Trout, catfish and bass fishing here.  Add a little scouting for new spots, fix and repair decoys, boats and gear.


----------



## Core Lokt (May 19, 2016)

rnelson5 said:


> Core loct is that one of those St. Johns monsters I hear about??



That's what they look like but these are local lake fish here by the house in N FL. Found them staging to bed. Should be on fire for the next 3-4 days


----------



## flatsmaster (May 19, 2016)

Fishing is still good in Florida ... Offshore the MahiMahi are migrating by and always nice trout and reds in the lagoon ... Also drew for the first wk of Gator season so thats Aug ... But I'm ready for Sept ....


----------



## flatsmaster (May 19, 2016)

Great pics of the pup sjrwinder.... Won't be long and even the water will be warm ....


----------



## sjrwinder (May 19, 2016)

Thanks Flat water is warm took him 5 minutes to get in. He just turned 4 months this week now the work begins.


----------



## king killer delete (May 19, 2016)

*New Retreiver*

Been working on my new pet. Just showed up at the gate the other day.
Now you know why I do not hunt with a dog.


----------



## sjrwinder (May 19, 2016)

Killer you can keep your pet if I can't take my boys (dogs) I don't go. They work to hard not to go.


----------



## Big7 (May 19, 2016)

OK Core Lokt..

Tell us where the farm pond brim hole is.  

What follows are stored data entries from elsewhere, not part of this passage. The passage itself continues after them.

PR #448, opened 2019-11-13
Add serial communication for ESP controllers 

PouceHeure:
Hello, 

## reason: 

Due to the clock frequency, I decided to use an ESP, but for personal reason I prefer to use it by USB serial. 

May be, this option can help someone. 

## use: 
- define ESP_SERIAL: use the esp in "serial mode"
- not define ESP_SERIAL: use the esp in "tcp mode"

## test: 
- ros version: melodic 
- boards tested: ESP32 and ESP8266

### DIFF
--- a/rosserial_arduino/src/ros_lib/ros.h
+++ b/rosserial_arduino/src/ros_lib/ros.h
@@ -37,7 +37,7 @@
 
 #include "ros/node_handle.h"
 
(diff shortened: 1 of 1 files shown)


romainreignier:
This looks ok for me.

mikepurvis:
Looks reasonable.

CorentinChauvin:
Hello,

I find myself in the same situation, where I'd like to use an ESP through serial, with ROS Noetic. Would it make sense to do the same changes on the noetic branch?

Regards,
Corentin

PR #449, opened 2019-11-18
Fix bug: assign the md5 for service

tongtybj:
Fix the bug related to #446 .

`serivce_md5_` is used in following function:
https://github.com/tongtybj/rosserial/blob/9f9ab3ee71e00e48c69032096ec9e96f896a9724/rosserial_server/include/rosserial_server/topic_handlers.h#L173


mikepurvis:
Perfect, thanks for checking this!

PR #453, opened 2019-11-21
[WIP] Implement rosservice server in rosserial_server

tongtybj:
Use `topic_tools::ShapeShifter` to create  `proxy` service servers in rosserial server.

Also, during the implementation, I found a very interesting phenomenon.
When the callback function of a `proxy` service server is called,  all process related to `boost::asio` seem to be paused, meaning that no response can be caught from rosserial client unless this service callback function is over. This can be check in c32952f .

So I replace `boost::asio::deadline_timer ros_spin_timer_` with `ros::AsyncSpinner` which has 2 threads. I know this might be a trivial reverting action. But can anyone tell me the motivation to use `boost::asio::deadline_timer ros_spin_timer_` and what [this comment](https://github.com/ros-drivers/rosserial/blob/melodic-devel/rosserial_server/include/rosserial_server/session.h#L156-L157)  means?


romainreignier:
Hi, nice PR!
I have never needed a service server on the `rosserial_client` side but it is nice to see this feature added.

About the async spinner, from what I understand, the current implementation is using the io_service to keep only one thread to simplify the design and avoid synchronization issues.
In your implementation, there is now 3 threads and I do not see any synchronization primitives to protect the resources.

rosserial_server/include/rosserial_server/topic_handlers.h
```diff
@@ -184,17 +184,117 @@ class ServiceClient {
...
+        ros::Duration(0.01).sleep();
+
+        if (cnt++ > 500) // hard-coding
+          {
+            ROS_WARN_STREAM(service_server_.getService() << ": no response!!");
+            return false;
+          }
+      }
+
+    response_message = response_message_;
```
rezeck: Hi, I am getting segfault at this line after I call a custom service at the third time. Any tip how to fix it? I comment this code line and the segfault disappears, but consequently, I do not receive the response message.

tongtybj: @rezeck

Sorry for the very late response. 
~~I have tested  with https://github.com/ros-drivers/rosserial/blob/noetic-devel/rosserial_arduino/src/ros_lib/examples/ServiceServer/ServiceServer.pde, however I can not encounter the problem you pointed out. Could you paste your code to let me test.~~

~~By the way, as @romainreignier pointed out,  there is no  synchronization primitives to protect the resources in this commit, which might be the reason of  your problem. I will add mutex in multiple threads.~~

tongtybj: I have carefully studied this problem again, found there is a fatal bug due to `response_message = response_message_;`
`response_message` which the type is [topic_tools::ShapeShifter](http://docs.ros.org/kinetic/api/topic_tools/html/classtopic__tools_1_1ShapeShifter.html), has a pointer type member `uint8_t * msgBuf`. 

 It seems like the `response_message` will be deleted after this rosservice server callback function, which leads to a invalid access to `msgBuf` in   `response_message_`, in next rosservice response.

I have fixed this problem by commit  3ffc8e4 . Could you please help me to check the latest version of the branch?

tongtybj:
@romainreignier 

> In your implementation, there is now 3 threads and I do not see any synchronization primitives to protect the resources.

I think the only shared resource that should be protected is the write (`async_write`) process, since the ros callback functions and several dealine_timers do the write process from different threads.
 
 So I add a mutex to  lock the following part:

https://github.com/ros-drivers/rosserial/blob/50a94094e334e7c99d41e6138a5bb5dcdd02b7ab/rosserial_server/include/rosserial_server/session.h#L267-L270

PR #454, opened 2019-11-23
Fix makedirs error

fdila:
If you previously generated the libraries in your project you couldn't regenerate them because this script would try to create an existing directory.
Now it checks if the directory is already present and, in that case, it deletes the folder before recreating it


romainreignier:
This fix is nice, but I am not sure it is sufficient.
Usually, this `make_library` script is called from a `make_libraries.py` in an implementation of `rosserial_client` like `rosserial_arduino` and this script will first fail if the directory `ros_lib` already exists.

PR #457, opened 2020-01-08
rosserial_server: update install rules for binary targets

meyerj:
- Split install rule for binary targets in one for the library and for the executables (required for Windows DLLs?)
- `ARCHIVE DESTINATION` was missing in the install rule for binary targets, which prevented building and installing `rosserial` as static binaries.

See also http://wiki.ros.org/catkin/CMakeLists.txt#Optional_Step:_Specifying_Installable_Targets.

### DIFF
--- a/rosserial_server/CMakeLists.txt
+++ b/rosserial_server/CMakeLists.txt
@@ -50,15 +50,20 @@ target_link_libraries(${PROJECT_NAME}_udp_socket_node ${catkin_LIBRARIES} ${PROJ
 set_target_properties(${PROJECT_NAME}_udp_socket_node PROPERTIES OUTPUT_NAME udp_socket_node PREFIX "")
 add_dependencies(${PROJECT_NAME}_udp_socket_node ${catkin_EXPORTED_TARGETS})
 
-
 install(
   TARGETS
     ${PROJECT_NAME}_lookup
+  ARCHIVE DESTINATION ${CATKIN_PACKAGE_LIB_DESTINATION}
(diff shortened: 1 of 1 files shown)


mikepurvis:
If you add `ARCHIVE DESTINATION`, is it still necessary to split the `install` rule? My impression has been that when specifying multiple destinations, CMake evaluates which is most appropriate on a target by target basis.

meyerj:
> If you add `ARCHIVE DESTINATION`, is it still necessary to split the `install` rule? My impression has been that when specifying multiple destinations, CMake evaluates which is most appropriate on a target by target basis.

Yes, for static libraries and executables on Linux adding `ARCHIVE DESTINATION` would be enough. But Windows requires that shared libraries (dlls) are installed to `${CATKIN_GLOBAL_BIN_DESTINATION}`, while executable targets should be installed to `${CATKIN_PACKAGE_BIN_DESTINATION}`. That is why the two install rules need to be split, because both are `RUNTIME` targets.

Reference:
- http://wiki.ros.org/action/diff/catkin/CMakeLists.txt?action=diff&rev1=83&rev2=84
- http://docs.ros.org/melodic/api/catkin/html/howto/format1/building_libraries.html

Not sure whether rosserial support Windows at all and I am not a Windows user. It was more to follow the latest guidelines. The main intention of the PR was to add the `ARCHIVE DESTINATION` or the library target.

mikepurvis:
There is no intention of Windows support, but I don't think anything particularly precludes it either. Thanks for the full rationale.

PR #460, opened 2020-01-16
Added target ID to support Teensy 4.0

aaraujo11:


mikepurvis:
Thanks for this contribution.

PR #463, opened 2020-02-06
[Windows] use c++ signed trait to replace ssize_t for better portability.

seanyen:
The `ssize_t` is a type defined in POSIX standard. However, on non-POSIX system (for example, Windows), this could be absent.

This change is inspired by an alternative being talked about in this conclusion: [`LWG issue: 2251. C++ library should define ssize_t`](https://cplusplus.github.io/LWG/issue2251), which mentions that this can be achieved by C++11 type trait feature.

### DIFF
--- a/rosserial_server/include/rosserial_server/async_read_buffer.h
+++ b/rosserial_server/include/rosserial_server/async_read_buffer.h
@@ -40,6 +40,10 @@
 
 #include <ros/ros.h>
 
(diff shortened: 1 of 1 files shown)


seanyen:
@mikepurvis  This is ready for review and merge. Thanks!

mikepurvis:
Great, thanks!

I know you ain't tellin', I have s hole like that
and the CIA couldn't get that location out of me!


----------



## king killer delete (May 19, 2016)

sjrwinder said:


> Killer you can keep your pet if I can't take my boys (dogs) I don't go. They work to hard not to go.


I just will not put my dog out for bait. If it aint gators its sharks or oyster beds. Now I do have a swamp that we use our dogs but that is it. We have those things all over and it is not worth it to put a dog in those waters,


----------



## Core Lokt (May 20, 2016)

Big7 said:


> OK Core Lokt..
> 
> Tell us where the farm pond brim hole is.
> 
> ...





No pond. a several thousand ac lake. Taking dad in the morning if the rain allows it


----------



## Flaustin1 (May 20, 2016)

RNelson, when you get bored enough to catch some big cats on rod and reel give me a holler.  I know where they stay in the summer.


----------



## rnelson5 (May 20, 2016)

I might just take you up on that. I wouldn't mind catching a big ole flathead on rod and reel!


----------



## Flaustin1 (May 21, 2016)

We can dang sure do it.  Youll have to leave that pretty boat behind and ride in my ol junker though.


----------



## dom (May 23, 2016)

rnelson5 said:


> Is upon us. There is no hunting to be done with the exception of hogs and coyotes (and yall can have that in the summer heat). Fishing will taper off here soon and summer depression will set in for me atleast. I can always get warm but i can't ever get cool enough. Here is to the next 4 months.....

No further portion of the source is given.